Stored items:
PR #1391, opened 2020-09-24
Passing on secret option in config client

crufter:


service/config/client/client.go
```diff
@@ -24,10 +24,15 @@ type srv struct {
...
 func (m *srv) Get(path string, options ...config.Option) (config.Value, error) {
+	o := config.Options{}
+	for _, option := range options {
+		option(&o)
+	}
 	nullValue := config.NewJSONValue([]byte("null"))
 	req, err := m.client.Get(context.DefaultContext, &proto.GetRequest{
 		Namespace: m.namespace,
 		Path:      path,
+		Secret:    o.Secret,
```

* [Work to be completed]
The records above are to be repeated exactly, in their entirety.

* [Response below]
PR #1391, opened 2020-09-24
Passing on secret option in config client

crufter:


service/config/client/client.go
```diff
@@ -24,10 +24,15 @@ type srv struct {
...
 func (m *srv) Get(path string, options ...config.Option) (config.Value, error) {
+	o := config.Options{}
+	for _, option := range options {
+		option(&o)
+	}
 	nullValue := config.NewJSONValue([]byte("null"))
 	req, err := m.client.Get(context.DefaultContext, &proto.GetRequest{
 		Namespace: m.namespace,
 		Path:      path,
+		Secret:    o.Secret,
```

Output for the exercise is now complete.